Lymphocytes such as T cells are key component of the immune system and play a pivotal role in recognizing and killing cancer cells. T cells express the T cell receptor (TCR) on the cell surface. TCR binding to an antigen presented by antigen presenting cells (APCs) leads to a signaling cascade that ends of activation of transcription factor NF-kB. We use imaging and biochemical tools to discover the mechanism of TCR signaling to NF-kB.

TCR signaling triggers the activation of various intracellular kinases, leading to the recruitment and activation signaling proteins such as PKC, CARMA1, BCL10, MALT1. The BCL10-MALT1 signaling complex activates another set of kinases called IKK which ultimately signals to NF-kB. NF-kB. NF-kB is a transcription factor that, which translocates to the cell nucleus and induce the expression of genes involved in T cell proliferation, cytokine production, and effector function. 

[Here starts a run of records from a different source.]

PR #888, opened 2023-07-13
Fix query string bug

danieljackins:
Since we started looking at the ctx object for the query string, if a user passed in an object for the 'search' key an error would be thrown from trying to parse a string. This was causing these events to be dropped.

### DIFF
--- a/packages/browser/src/plugins/segmentio/normalize.ts
+++ b/packages/browser/src/plugins/segmentio/normalize.ts
@@ -131,7 +131,7 @@ export function normalize(
   const ctx = json.context
 
   // This guard against missing ctx.page should not be neccessary, since context.page is always defined
-  const query: string = ctx.page?.search || ''
+  const query: string | any = ctx.page?.search || ''
 
   delete json.options
   json.writeKey = settings?.apiKey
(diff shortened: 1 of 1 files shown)


silesky:
@danieljackins is there another PR that's following this?

danieljackins:
> @danieljackins this should always be a string https://segment.com/docs/connections/spec/page/#properties? I am not sure this is _exactly_ what we want

Right, but this bug report was from a customer who was passing in an object to it in analytics-classic (and older versions of analytics-next) successfully.

packages/browser/src/plugins/segmentio/normalize.ts
```diff
@@ -131,7 +131,8 @@ export function normalize(
   const ctx = json.context
 
   // This guard against missing ctx.page should not be neccessary, since context.page is always defined
-  const query: string = ctx.page?.search || ''
```
oscb, line 134: Not sure where we set `search` for ourselves, but if it's internal maybe we should try putting our stuff in a particular nested object `internal`? or use `_search` ?

packages/browser/src/plugins/segmentio/normalize.ts
```diff
@@ -131,7 +131,8 @@ export function normalize(
...
+  const query: string =
+    typeof ctx.page?.search === 'string' ? ctx.page?.search : ''
```
silesky, line 135: This line needs a unit tests, correct? Page calls should be able to take search as an object without throwing.

silesky (approved):

PR #891, opened 2023-07-13
[LIBWEB-1353] Fix cookie write error

zikaari:
Analytics would fail fatally if cookies are made inaccessible by overriding the cookie getter/setter by a piece of code. This patch adds resilience against such a case.

### DIFF
--- a/.changeset/pink-dancers-exist.md
+++ b/.changeset/pink-dancers-exist.md
@@ -1,0 +1,5 @@
+---
+'@segment/analytics-next': minor
+---
+
+[LIBWEB-1353] Fix cookie write error
--- a/.changeset/pink-dancers-exist.md
+++ b/.changeset/pink-dancers-exist.md
@@ -1,5 +1,5 @@
 ---
-'@segment/analytics-next': minor
+'@segment/analytics-next': patch
 ---
 
 [LIBWEB-1353] Fix cookie write error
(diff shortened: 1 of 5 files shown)


silesky (approved):
LGTM

packages/browser/src/core/user/index.ts
```diff
@@ -62,15 +62,14 @@ const ONE_YEAR = 365
...
 export class Cookie extends Store {
   static available(): boolean {
-    let cookieEnabled = window.navigator.cookieEnabled
-
-    if (!cookieEnabled) {
-      jar.set('ajs:cookies', 'test')
-      cookieEnabled = document.cookie.includes('ajs:cookies')
-      jar.remove('ajs:cookies')
+    try {
+      jar.set('ajs_cookies', 'test')
```
oscb, line 66: nit: for quick reuse putting `ajs_cookies` as a const `AJS_COOKIE_AVAILABILITY_KEY` or similar.

I would also suggest renaming it to `ajs_cookies_check` or something to highight that it is only an availability check cookie.

oscb (approved):

packages/browser/src/core/user/index.ts
silesky: good point! All of these strings get repeated in the bundle -- using a constant saves bytes!

zikaari: Updated

.changeset/pink-dancers-exist.md
```diff
@@ -0,0 +1,5 @@
+---
+'@segment/analytics-next': minor
```
chrisradek, line 2: Nit: Probably a patch since this is a bug fix/doesn't introduce any new APIs.

chrisradek (approved):
Looks good to me! Just minor comment on versioning.

PR #895, opened 2023-07-13
Treat C001 as a regular category in OneTrust consent wrapper.

silesky:
Remove strictly necessary cookie check.

Reasoning:
- If Segment is being used for critical workflows, or loads critical plugins, `C001` (Strictly neccessary) is the right category to use. 

[✔️ ] I've included a changeset


oscb (approved):
👍

PR #896, opened 2023-07-13
fix: support screen events on AJS on Segment Destination

oscb:
Adds `screen` support to Segment's destination.

Previously `screen` events where captured and processed correctly but not sent to Segment.

Added tests.

[✔︎] I've included a changeset (psst. run `yarn changeset`. Read about changesets [here](https://github.com/changesets/changesets/blob/main/docs/adding-a-changeset.md)).


silesky (approved):
LGTM

PR #898, opened 2023-07-14
Only enable integration if _all_ consent categories are consented to.

silesky:
- Only enable integration if _all_ consent categories are consented to.
- This matches the behavior on ingestion.


chrisradek (approved):
:fire:

PR #899, opened 2023-07-14
Validate categories during consent stamping

silesky:
This is work based on previous discussion with @oscb and @chrisradek.
- Add validation error if no categories are found
- Validate categories for consent stamping
- Improve tests

### DIFF
--- a/packages/consent/consent-tools/src/domain/create-wrapper.ts
+++ b/packages/consent/consent-tools/src/domain/create-wrapper.ts
@@ -12,6 +12,7 @@ import { validateCategories, validateOptions } from './validation'
 import { createConsentStampingMiddleware } from './consent-stamping'
 import { pipe, pick, uniq } from '../utils'
 import { AbortLoadError, LoadContext } from './load-cancellation'
+import { ValidationError } from './validation/validation-error'
 
 export const createWrapper: CreateWrapper = (createWrapperOptions) => {
   validateOptions(createWrapperOptions)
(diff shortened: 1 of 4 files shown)


packages/consent/consent-tools/src/domain/create-wrapper.ts
```diff
@@ -90,10 +89,15 @@ export const createWrapper: CreateWrapper = (createWrapperOptions) => {
 
         if (!allCategories.length) {
           // No configured integrations found, so no categories will be sent (should not happen unless there's a configuration error)
-          return undefined
+          throw new ValidationError(
+            'Invariant: No consent categories defined in Segment',
+            []
+          )
```
oscb, line 95: Do we handle this Exception or is this bubbled up all the way to the user?

Just curious. I'm ok with this preventing any operation as consent is not defined at this point, but something to call out in the documentation so that people set their categories first before enabling consent in their clients.

silesky: > Do we handle this Exception or is this bubbled up all the way to the user?
> 
> Just curious. I'm ok with this preventing any operation as consent is not defined at this point, but something to call out in the documentation so that people set their categories first before enabling consent in their clients.


This error stops the pipeline -- it's async, so the error is exposed to the user via the usual mechanism (I think like any other plugin, it's logged in context.failedDelivery()). I don't think it bubbles up completely.

I think that's a reasonable thing to document (we are still in private beta, so don't have to worry about that). Categories need to be set regardless -- since we're validating categories on first load -- this feature does not change that behavior.

oscb (approved):

chrisradek (approved):

PR #901, opened 2023-07-15
Do not throw error when analytics are disabled.

Pruxis:
Imagine the following case where you disable segment in your code.

const { Analytics } = require('@segment/analytics-node');
new Analytics({ writeKey: processe.env.WRITE_KEY || '', disable: true });

If WRITE_KEY is not present, but your analytics are disabled this still throws an error.

This would simplify local setups and do not force them to have a truthy string as write key

### DIFF
--- a/packages/node/src/app/settings.ts
+++ b/packages/node/src/app/settings.ts
@@ -43,7 +43,7 @@ export interface AnalyticsSettings {
 }
 
 export const validateSettings = (settings: AnalyticsSettings) => {
-  if (!settings.writeKey) {
+  if (!settings.writeKey && !settings.disable) {
     throw new ValidationError('writeKey', 'writeKey is missing.')
   }
 }


chrisradek:
@Pruxis Thanks for opening this pull request! I think from a TypeScript perspective `writeKey` will still be required with this change - @silesky do you think we should update types as well (I think we'd need a tagged union to make this nice) or really just keep this a runtime check?

silesky:
> @Pruxis Thanks for opening this pull request! I think from a TypeScript perspective `writeKey` will still be required with this change - @silesky do you think we should update types as well (I think we'd need a tagged union to make this nice) or really just keep this a runtime check?

No Typescript changes are needed here

Pruxis:
@silesky Do I need to write some tests to get this merged?

PR #903, opened 2023-07-18
Add onetrust-wrapper unit tests

silesky:
Testing is for winners. 🥇


packages/consent/consent-wrapper-onetrust/src/lib/__tests__/onetrust-api.test.ts
```diff
@@ -0,0 +1,88 @@
...
+
+beforeEach(() => {
+  // @ts-ignore
+  delete window.OneTrustActiveGroups
+  // @ts-ignore
+  delete window.OneTrust
+})
+
+describe(getConsentedGroupIds, () => {
+  it('should return an empty array if no groups are consented', () => {
```
danieljackins, line 13: Is this test named incorrectly?

danieljackins (approved):
LGTM! Just one comment about a test name

packages/consent/consent-wrapper-onetrust/src/lib/__tests__/onetrust-api.test.ts
silesky: Hmm... it looks good to me eyes. What am I missing?

danieljackins: I'm probably missing something, but the test says should return an empty array(...), and then we're expecting a non-empty array?

PR #643, opened 2021-09-29
CDPR-52: Prevent dnsmasq from starting on RHEL VMs

jszeles:
Dnsmasq needs to be stopped and disabled otherwise unbound service will not start.


TheTinkerDad (approved):
LGTM - PS already tested this in the customer env.

PR #654, opened 2021-11-25
CB-14420 CB-14833 Enable Oozie HA and Knox HA failover testing in YCloud

cegganesh84:
1. For Oozie HA to work YCloud needs to listen on multiple ports.
2. For Knox HA failover testing to work the check port of the HAproxy should be Knox port 8443


hreeve-cloudera (approved):
LGTM

PR #663, opened 2022-02-03
CB-15450. Patch stageuser and user commands for better performance

handavid:
This commit patches user and stageuser commands to skip some
behaviors that take a long time but are not needed for our
use case.

stageuser_activate has been modified to:
  - not add user to default group (ipausers)
  - not run a query to populate the return value

user_disable and user_del have been modified to:
  - not check whether the user being disabled/deleted is the
    last enabled member of a protected group (i.e., admins).
    This check was performed regardless of whether the user
    is a member of the admins group or not. Usersync has
    protections to not modify the admin user, so this check
    is extraneous. A flag was added to this check so that the
    default behavior is maintained for callers outside of
    usersync.

user_add has been modified to:
  - not add user to the default group (ipausers)

### DIFF
--- a/saltstack/freeipa/salt/freeipa/init.sls
+++ b/saltstack/freeipa/salt/freeipa/init.sls
@@ -39,3 +39,17 @@ install_freeipa_healthagent_rpm:
 net.ipv6.conf.lo.disable_ipv6:
   sysctl.present:
     - value: 0
+
+/usr/lib/python2.7/site-packages/ipaserver/plugins/stageuser.py:
+  file.patch:
+    - source: salt://{{ slspath }}/tmp/stageuser.py.patch
+    - hash: md5=c34ee2a14a0480f07faef36507626bc6
+    - require:
+      - freeipa-install
+
+/usr/lib/python2.7/site-packages/ipaserver/plugins/user.py:
+  file.patch:
+    - source: salt://{{ slspath }}/tmp/user.py.patch
+    - hash: md5=47508b761dfe42f173eee53a90bfb4db
+    - require:
+      - freeipa-install
--- a/saltstack/freeipa/salt/freeipa/tmp/stageuser.py.patch
+++ b/saltstack/freeipa/salt/freeipa/tmp/stageuser.py.patch
@@ -1,0 +1,34 @@
+--- stageuser.py.orig	2022-01-31 13:33:25.989475331 -0600
++++ stageuser.py	2022-02-01 17:12:51.007022077 -0600
+@@ -727,26 +727,12 @@
+                              "active %s", active_dn)
+             raise
+ 
+-        # add the user we just created into the default primary group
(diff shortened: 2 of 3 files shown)


handavid:
@lacikaaa What's the normal procedure for testing these changes? I built myself an aws ami but had to temporarily hack around some configurations (region, vpc, etc) because I don't have access to the accounts y'all use to build images. I verified that salt did apply the patches properly.

lacikaaa:
@handavid please check: https://cloudera.atlassian.net/wiki/spaces/ENG/pages/1283916646/How+to+burn+and+validate+prewarmed+freeipa+image+for+testing+purposes

lacikaaa (approved):

handavid:
@lacikaaa thanks for the info! I kicked off the jenkins job

handavid:
@lacikaaa I ran the job but validation failed. It doesn't look like the failure is related to my change though since the environment reached the AVAILABLE state. There are also a few similar errors sprinkled through the history. Any ideas on how to overcome this?

```
com.sequenceiq.it.cloudbreak.exception.TestFailException: Cluster 'aws-test-dff1ac1482' entered into creation failed state. Status: '{status=PROVISIONING_FAILED}' statusReason: '{statusReason=Datalake creation failed. Cannot start provisioning, error happened during the operation: Error message: "Image id settings are incorrect: java.lang.RuntimeException: com.sequenceiq.cloudbreak.core.CloudbreakImageNotFoundException: Could not find any image for platform 'aws', runtime '7.2.13' and Cloudbreak version '2.52.0-b104' in 'v3-dev' image catalog."}'
```
http://ci-cloudbreak.eng.hortonworks.com/view/e2e-test/job/api-e2e-imagevalidator-aws/1817/

pkedvessy:
@handavid We are updating the default runtime what's going to fix the issue. We are going to re-run the validation as well once the default runtime change is merged and available on mow-dev.

handavid:
@pkedvessy thanks for the update!

handavid:
@lacikaaa I did some further testing on the behavior of the parameters added to the disable and delete commands. I had thought that passing the parameters in was harmless for unpatched FreeIPAs but this is not the case. There is no error returned, but the user is not actually deleted from FreeIPA.

This means that either:
  1. the user_disable and user_del commands should not have the flag or
  2. the FMS should be aware of whether FreeIPA is patched so that it can send or not send the flag

I'm going to take that change out of this PR and open a separate JIRA to track that work.

lacikaaa:
the change is LGTM by me. I don't know if we have to rerun the image validation stuff. @pkedvessy

pkedvessy:
There was no succeeded verification yet, so yes we should.

pkedvessy:
@handavid Validation passed: http://ci-cloudbreak.eng.hortonworks.com/job/api-e2e-imagevalidator-aws/1826/

PR #665, opened 2022-02-08
CB-15128 Set nologin shell for postgresql

Bajzathd:
Can only be merged after https://github.com/hortonworks/cloudbreak/pull/12235 reaches prod to avoid issues

### DIFF
--- a/saltstack/base/salt/postgresql/init.sls
+++ b/saltstack/base/salt/postgresql/init.sls
@@ -146,3 +146,8 @@ configure-listen-address:
 {% if pillar['subtype'] != 'Docker' %}
       - service: start-postgresql
 {% endif %}
+
+set-postgres-nologin-shell:
+  user.present:
+    - name: postgres
+    - shell: /usr/sbin/nologin


saltstack/base/salt/prerequisites/user.sls
```diff
@@ -1,3 +1,9 @@
+{% if salt['environ.get']('OS').startswith("centos") %}
+centos_user_noshell:
+  cmd.run:
```
lacikaaa, line 3: https://docs.saltproject.io/en/latest/ref/states/all/salt.states.user.html
user.present.shell would be a nicer way to set this

saltstack/base/salt/prerequisites/user.sls
```diff
@@ -1,3 +1,9 @@
+{% if salt['environ.get']('OS').startswith("centos") %}
```
lacikaaa, line 1: os grain could be used for this I think, like here: https://github.com/hortonworks/cloudbreak/blob/ffde9cb187d09da8d3964510bb634cf04cab0f83/orchestrator-salt/src/main/resources/salt/salt/metering/init.sls#L10

Bajzathd:
@lacikaaa Thanks for the comments, but the centos user modification is already merged
https://github.com/hortonworks/cloudbreak-images/pull/666/files
I will open a separate PR with your improvement ideas

saltstack/base/salt/postgresql/init.sls
```diff
@@ -146,3 +146,7 @@ configure-listen-address:
 {% if pillar['subtype'] != 'Docker' %}
       - service: start-postgresql
 {% endif %}
+
+postgres:
+  user.present:
+    - shell: /usr/sbin/nologin
```
lacikaaa, line 152: could you give a meaningful state name instead of using the user as the state name? eg:
```
set-postgres-login-shell:
  user.present:
    - name: postgres
    - ...
```

lacikaaa (approved):

pkedvessy (approved):

PR #670, opened 2022-02-10
CB-15727 Remove old kernels

Bajzathd:
To be able to remove old kernels after system update, the machine has to be rebooted. To achieve this, the final saltstate was extracted to a new salt-final.sh script, and a reboot is issued before running it.

### DIFF
--- a/saltstack/final/salt/cleanup/user.sls
+++ b/saltstack/final/salt/cleanup/user.sls
@@ -1,0 +1,8 @@
+{% if grains['os'] == 'CentOS' %}
+
+set_centos_nologin_shell:
+  user.present:
+    - name: centos
+    - shell: /usr/sbin/nologin
+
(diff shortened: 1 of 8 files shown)


saltstack/final/salt/cleanup/user.sls
```diff
@@ -0,0 +1,7 @@
+{% if grains['os'] == 'CentOS' %}
+
+centos:
```
lacikaaa, line 3: similarly to the other pr, I prefer states with names to avoid state name collision. please give a proper name to the state

lacikaaa (approved):

saltstack/final/salt/cleanup/user.sls
Bajzathd: Fixed, thanks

The TCR to NF-kB pathway is a complex and tightly regulated process, ensuring that T cell activation occurs only when warranted and that the immune response is appropriately tailored to the specific antigen encountered. Dysregulation of this pathway can lead to immune-related disorders, autoimmune diseases, or impaired immune responses to infections and cancers. Understanding the intricacies of this pathway has significant implications for the development of immunotherapies and treatments aimed at modulating T cell responses in various disease contexts.